Julien Sorel, jeune homme issu du peuple, beau et arriviste, devenu précepteur dans l’aristocratie (Gérard Philipe) sous le règne de Charles X et Louis-Philippe, est jugé pour la tentative d’assassinat sur la personne de la mère de l’un de ses élèves, Madame de Rênal, châtelaine franc-comtoise pieuse (Danielle Darrieux), qu’il est également suspecté d’avoir séduite. Son procès en assises devient l’occasion de se remémorer son passé, de son ascension à sa chute finale. Fils de charpentier franc-comtois, de sympathie bonapartiste, il est employé chez les Rênal et doit dissimuler, voire abjurer, ses anciennes sympathies politiques. Il en arrive à être fort apprécié de ses employeurs, au point de vivre une relation platonique avec la maîtresse des lieux qui refuse de se livrer à lui. De peur du scandale, il préfère s’éloigner et part contribuer à l’éducation de la fille d’un Pair de France, à Paris. Cette nouvelle protégée finit également par s’éprendre de lui. Aussi, par dépit, s’apprête-t-il à tirer sur Madame de Rênal, à la sortie de la messe, ce pour quoi il est condamné à la prison.

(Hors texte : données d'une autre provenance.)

PR #204, opened 2021-11-18
Revert "Add a workaround for BZ 1875338"

zshi-redhat:
This reverts commit fa7011adc1d6a43210f6de95ae05090fcab57838.

Reverts since the aforementioned bz is fixed

### DIFF
--- a/pkg/utils/utils.go
+++ b/pkg/utils/utils.go
@@ -276,35 +276,6 @@ func configSriovDevice(iface *sriovnetworkv1.Interface, ifaceStatus *sriovnetwor
 					glog.Warningf("configSriovDevice(): fail to bind default driver for device %s", addr)
 					return err
 				}
-
-				// validate the device exist only with the default driver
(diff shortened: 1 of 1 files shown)


pkg/utils/utils.go
```diff
@@ -276,35 +276,11 @@ func configSriovDevice(iface *sriovnetworkv1.Interface, ifaceStatus *sriovnetwor
...
-
-					if err := BindDefaultDriver(addr); err != nil {
-						glog.Warningf("configSriovDevice(): fail to rebind default driver for device %s", addr)
-						return err
-					}
-
-					glog.Warningf("configSriovDevice(): W/A rebind for PCI %s", addr)
-
+				// keep VF MTU align with PF's
+				mtu := ifaceStatus.Mtu
```
pliurh, line 280: defined, but not used.

zshi-redhat: fixed

PR #205, opened 2021-11-21
Load tun kernel module

SchSeba:
The sriov-network-config-daemon will try to load the tun kernel driver when started

This PR is needed to continue to the PR merged in the sriov-device-plugin to allow the mount of tun device inside the container to create TAP devices.

The TAP devices are in use by dpdk applications that want to interact using a slow path with the Linux kernel networking.

### DIFF
--- a/test/conformance/tests/sriov_operator.go
+++ b/test/conformance/tests/sriov_operator.go
@@ -1136,7 +1136,7 @@ var _ = Describe("[sriov] operator", func() {
 						resourceName := "mainpfresource"
 						sriovDeviceList, err := sriovInfos.FindSriovDevices(testNode)
 						Expect(err).ToNot(HaveOccurred())
-						executorPod := createCustomTestPod(testNode, []string{}, true)
+						executorPod := createCustomTestPod(testNode, []string{}, true, nil)
 						mainDeviceForNode := findMainSriovDevice(executorPod, sriovDeviceList)
 						if mainDeviceForNode == nil {
 							Skip("Could not find pf used as gateway")
@@ -1572,7 +1572,7 @@ var _ = Describe("[sriov] operator", func() {
 
 		})
 
-		Context("vhost-net device Validation", func() {
+		Context("vhost-net and tun devices Validation", func() {
 			var node string
 			resourceName := "vhostresource"
 			vhostnetwork := "test-vhostnetwork"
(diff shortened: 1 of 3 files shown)


config/crd/bases/sriovnetwork.openshift.io_sriovnetworknodestates.yaml
```diff
@@ -50,6 +50,8 @@ spec:
                       type: integer
                     name:
                       type: string
+                    needVhostNet:
```
zshi-redhat, line 53: I prefer to not changing API and always loading the tun module like how rdma_core is installed, do you see any issue loading the tun module unconditionally?

SchSeba: sounds good to me :)

SchSeba:
@zshi-redhat done can you have another round of review?

BTW do you think we should do the same for the vfio-pci driver? just load it in the daemon initialization?

zshi-redhat:
> @zshi-redhat done can you have another round of review?
> 
> BTW do you think we should do the same for the vfio-pci driver? just load it in the daemon initialization?

It doesn't hurt to remove, but I think the current loading of vfio-pci module has more precise per-device control than tun or rdma modules. The main reason of not adding the same per-device control for tun module is that we don't want to change API in the backport or just for the module load. so I think we can leave the vfio-pci as it is.

zshi-redhat (approved):

zshi-redhat:
> Expose the Vhost field to the sriov-network-config-daemon, so it will be able to load the tun kernel driver when needed
> 
nit: this commit message need change to reflect current implemention.

> This PR is needed to continue to the PR merged in the sriov-device-plugin to allow the mount of tun device inside the container to create TAP devices.
> 
> The TAP devices are in use by dpdk applications that want to interact using a slow path with the Linux kernel networking.

SchSeba:
Hi @zshi-redhat I fixed the commits

zshi-redhat (approved):

test/conformance/tests/sriov_operator.go
```diff
@@ -2004,6 +2022,17 @@ func createCustomTestPod(node string, networks []string, hostNetwork bool) *k8sv
 			node,
 		)
 	}
+
+	if podCapabilies != nil && len(podCapabilies) != 0 {
```
Eoghan1232, line 2026: Should it be podCapabilies -> podCapabilities ?

test/conformance/tests/sriov_operator.go
```diff
@@ -1991,10 +2009,10 @@ func isPodConditionUnschedulable(pod *k8sv1.Pod, resourceName string) bool {
 }
 
 func createTestPod(node string, networks []string) *k8sv1.Pod {
-	return createCustomTestPod(node, networks, false)
+	return createCustomTestPod(node, networks, false, nil)
 }
 
-func createCustomTestPod(node string, networks []string, hostNetwork bool) *k8sv1.Pod {
+func createCustomTestPod(node string, networks []string, hostNetwork bool, podCapabilies []corev1.Capability) *k8sv1.Pod {
```
Eoghan1232, line 2015: podCapabilies -> podCapabilities ?

SchSeba:
@Eoghan1232 thanks I miss that!

Eoghan1232 (approved):
LGTM
Thanks for working on this!

SchSeba:
@pliurh can we merge this PR?

e0ne (approved):

PR #206, opened 2021-11-21
Remove the secure boot checker pod

SchSeba:
This commit removes the pod that is created to validate if the node has
secure boot enable or not

Before this PR after every test running there are test pods in the sriov
operator namespace that does not get clean


Eoghan1232 (approved):
lgtm

e0ne (approved):

test/util/cluster/cluster.go
```diff
@@ -308,5 +309,10 @@ func GetNodeSecureBootState(clients *testclient.ClientSet, nodeName, namespace s
 		return false, err
 	}
 
+	err = clients.Pods(namespace).Delete(context.Background(), runningPod.Name, metav1.DeleteOptions{GracePeriodSeconds: pointer.Int64Ptr(0)})
```
adrianchiris, line 312: should we use `defer` to delete the pod in case of early return ?

adrianchiris: @SchSeba  WDYT ? :)

SchSeba: sorry for the late response :)

adrianchiris (approved):

PR #207, opened 2021-11-22
Reload VF driver only when rdma is enabled

pliurh:
To set the GUID to VF, we need to set the admin MAC and reload the VF driver. It will take a long time if users set big 'numVFs'. This PR changes the logic to only reload the VF driver when `isRdma` is set. So that, users not using ROCE will no longer need to wait for the VF driver reload.

### DIFF
--- a/pkg/utils/utils.go
+++ b/pkg/utils/utils.go
@@ -233,13 +233,6 @@ func configSriovDevice(iface *sriovnetworkv1.Interface, ifaceStatus *sriovnetwor
 			glog.Errorf("configSriovDevice(): fail to set NumVfs for device %s", iface.PciAddress)
 			return err
 		}
-		if strings.EqualFold(iface.LinkType, "IB") {
-			if err = setVfsGuid(iface); err != nil {
-				return err
-			}
-		} else if err = setVfsAdminMac(ifaceStatus); err != nil {
-			return err
-		}
 	}
 	// set PF mtu
 	if iface.Mtu > 0 && iface.Mtu != ifaceStatus.Mtu {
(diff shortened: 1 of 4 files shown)


Mmduh-483:
@moshe010 @adrianchiris

zshi-redhat:
@pliurh Will this fix be backported to lower versions? If so, I'd prefer to not changing API. My understanding is we will eventually remove this once kernel fix is in place.

pliurh:
> @pliurh Will this fix be backported to lower versions? If so, I'd prefer to not changing API. My understanding is we will eventually remove this once kernel fix is in place.

If we want to fix that 4.6 bug, we need to backport it. Without modifying API, the config daemon cannot know if a VF will be used for ROCE. I don't know when it will be fixed in the kernel.

pkg/utils/utils.go
```diff
@@ -558,35 +566,25 @@ func vfIsReady(pciAddr string) (netlink.Link, error) {
 	return vfLink, nil
 }
 
-func setVfsAdminMac(iface *sriovnetworkv1.InterfaceExt) error {
-	glog.Infof("setVfsAdminMac(): device %s", iface.PciAddress)
-	pfLink, err := netlink.LinkByName(iface.Name)
+func setVfsAdminMac(vfAddr string, pfLink netlink.Link, isRdma bool) error {
```
adrianchiris, line 569: imo the name: setVFAdminMac or setVFAdminMAC is more appropriate now.

pkg/utils/utils.go
```diff
@@ -558,35 +566,25 @@ func vfIsReady(pciAddr string) (netlink.Link, error) {
...
-		}
-		if err = Unbind(addr); err != nil {
-			return err
-		}
-		if err = BindDefaultDriver(addr); err != nil {
+	if err := netlink.LinkSetVfHardwareAddr(pfLink, vfID, vfLink.Attrs().HardwareAddr); err != nil {
+		return err
+	}
+	if isRdma {
+		glog.Infof("setVfsAdminMac(): unbind driver for %s", vfAddr)
```
adrianchiris, line 586: should we add a method to handle the driver unbind and move the unbind logic out of SetVfAdminMac and SetVfGuid ?
so that these functions do exactly what their name say ? 

e.g add a function : `UnbindDriverIfNeeded()` and call it from `configureSriovDevice` ?

pkg/utils/utils.go
```diff
@@ -613,36 +611,22 @@ func getLinkType(ifaceStatus sriovnetworkv1.InterfaceExt) string {
 	return ""
 }
 
-func setVfsGuid(iface *sriovnetworkv1.Interface) error {
-	glog.Infof("setVfsGuid(): device %s", iface.PciAddress)
-	pfLink, err := netlink.LinkByName(iface.Name)
+func setVfsGuid(vfAddr string, pfLink netlink.Link) error {
```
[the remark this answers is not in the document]
pliurh: fixed

pkg/utils/utils.go
pliurh: fixed

pkg/utils/utils.go
pliurh: fixed

adrianchiris (approved):
LGTM, thanks Peng !

When merging please add the description of this PR to the merge commit so its clear why this change was introduced

PR #208, opened 2021-11-29
OVS HWOL: set flow steering mode for eswitch device

zshi-redhat:
Add a knob for steering mode configuration, defaults to dmfs

### DIFF
--- a/bindata/manifests/switchdev-config/files/configure-switchdev.sh.yaml
+++ b/bindata/manifests/switchdev-config/files/configure-switchdev.sh.yaml
@@ -54,14 +54,19 @@ contents:
         # Create udev rule to save PF name
         add_udev_rule_for_sriov_pf $name
 
-        echo "unload VF driver for $pci_addr"
+        echo "Unload VF driver for $pci_addr"
         VfDirs=$(ls /sys/bus/pci/devices/${pci_addr} | grep virtfn)
         for VfDir in $VfDirs
         do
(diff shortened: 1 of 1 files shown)


pliurh:
Can you add a description to the commit? IIUC, the `flow_steering_mode` flag is only valid for Mellanox NICs, shall we render this conditionally?

adrianchiris:
> Can you add a description to the commit? IIUC, the flow_steering_mode flag is only valid for Mellanox NICs, shall we render this conditionally?

ATM also the code above it (unbind mlx5_core) is only valid for mlnx NIC so not sure if this bit is required to be rendered conditionally.

LGTM from my side, A bit more context in commit message is appreciated :)

adrianchiris (approved):

zshi-redhat:
> > Can you add a description to the commit? IIUC, the flow_steering_mode flag is only valid for Mellanox NICs, shall we render this conditionally?

Updated the commit message.
> 
> ATM also the code above it (unbind mlx5_core) is only valid for mlnx NIC so not sure if this bit is required to be rendered conditionally.

Yeah, that's what I'm going to say, I agree that we need to remove the hardcoded driver. I think this can be done in a separate PR.
> 
> LGTM from my side, A bit more context in commit message is appreciated :)

pliurh:
> Updated the commit message.

I cannot see the commit message.

zshi-redhat:
> > Updated the commit message.
> 
> I cannot see the commit message.

I updated in this PR which would appear in the merge log.
Also updated in the commit message this time.

PR #209, opened 2021-12-02
Add pr-ci-triggers workflow

AbdYsn:
Added the pr-ci-triggers github workflow to print out available
vendors CIs trigger phrases.

### DIFF
--- a/.github/workflows/pr-ci-triggers.yml
+++ b/.github/workflows/pr-ci-triggers.yml
@@ -1,0 +1,31 @@
+on:
+  pull_request_target:
+
+jobs:
+  vendors-ci-triggers-list:
+    runs-on: ubuntu-latest
+    steps:
+      - uses: actions/github-script@v5
+        env:
+          MESSAGE: >-
+            Thanks for your PR,\n
+            To run vendors CIs use one of:\n
+            * `/test-all`: To run all tests for all vendors.\n
+            * `/test-e2e-all`: To run all E2E tests for all vendors.\n
+            * `/test-e2e-nvidia-all`: To run all E2E tests for NVIDIA vendor.\n
+            \n
+            To skip the vendors CIs use one of:\n
+            * `/skip-all`: To skip all tests for all vendors.\n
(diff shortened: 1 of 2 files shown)


AbdYsn:
There seem to be a limitation in github where forks are not allowed to read `secrets` and so it is not possible to comment on the PR.

.github/workflows/pr-ci-triggers.yml
```diff
@@ -0,0 +1,24 @@
+on:
+  pull_request:
+
+jobs:
+  test:
```
adrianchiris, line 5: job name : `vendor-ci` ?

ci/examples/jenkins/sriov-network-operator-ci.yaml
```diff
@@ -59,7 +59,7 @@
           failure-status: "Build Failed, comment `/test-e2e-all`, /test-e2e-nvidia-all, or `/test-all` to retrigger"
           error-status: "Build Failed, comment `/test-e2e-all`, /test-e2e-nvidia-all, or `/test-all` to retrigger"
           status-context: '{project} CI'
-          trigger-phrase: ".*/test-(all|e2e-all|e2e-nvidia-all(,| |$)).*"
+          trigger-phrase: "^(?!Thanks for your PR).*/test-(all|e2e-all|e2e-nvidia-all(,| |$)).*"
```
adrianchiris, line 62: do you need this change ? the message does not contain the "full" trigger i.e `/<trigger-name>` but rather just `<trigger-name>`

AbdYsn: Actually, it should contain the full trigger, to make copy pasting it easier

.github/workflows/pr-ci-triggers.yml
AbdYsn: switched it to `vendors-ci-triggers-list`, since i think this would be more descriptive, WDYT?

adrianchiris (approved):

e0ne (approved):

PR #210, opened 2021-12-02
validate: allow netFilter to be set alone in NicSelector

EmilienM:
In `staticValidateSriovNetworkNodePolicy`, we now allow a NicSelector to
only have NetFilter defined.

This will be useful for the OpenStack platform, where we can request a
Network Node Policy only by its Network ID.

### DIFF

Ce film, certes fort académique, traite bien des relations sociales et des difficultés d’aimer entre personnes issus de milieux distincts.
A toute époque, il reste difficile d’aimer entre deux personnes venant de deux conditions sociales différentes. Les amours contrariées peuplent densément la littérature, romanesque ou théâtrale. Stendhal innove par l’introduction d’un autre élément, la volonté d’ascension sociale et de reconnaissance d’un plébéien arriviste, aussi volontaire que désireux de plaire également sur le plan sentimental. Aussi finit-il par se prêter au jeu, au point de se lier d’affection pour ces deux femmes si différentes qui tombent dans ses filets, Madame de Rênal et Mathilde de la Môle. Il finit donc par se perdre quelque peu à son propre jeu, et cette faiblesse de sincérité lui vaut le pardon de ces dernières qui lui rendent visite en prison, après sa condamnation.
Le film reste fidèle au roman, tout en gardant un ton relativement compassé. Il y est montré la lumière de l’ascension sociale tant espérée et l’ombre du procès et de l’emprisonnement. De grands acteurs viennent porter cette adaptation, exercice inévitablement casse-gueule a priori quand l’œuvre originelle reste aussi présente dans les esprits. Le résultat s’avère réussi par une mise en scène qui demeure assez dynamique, ce que permet le flash-back, inexistant dans le roman, et par une distribution solide.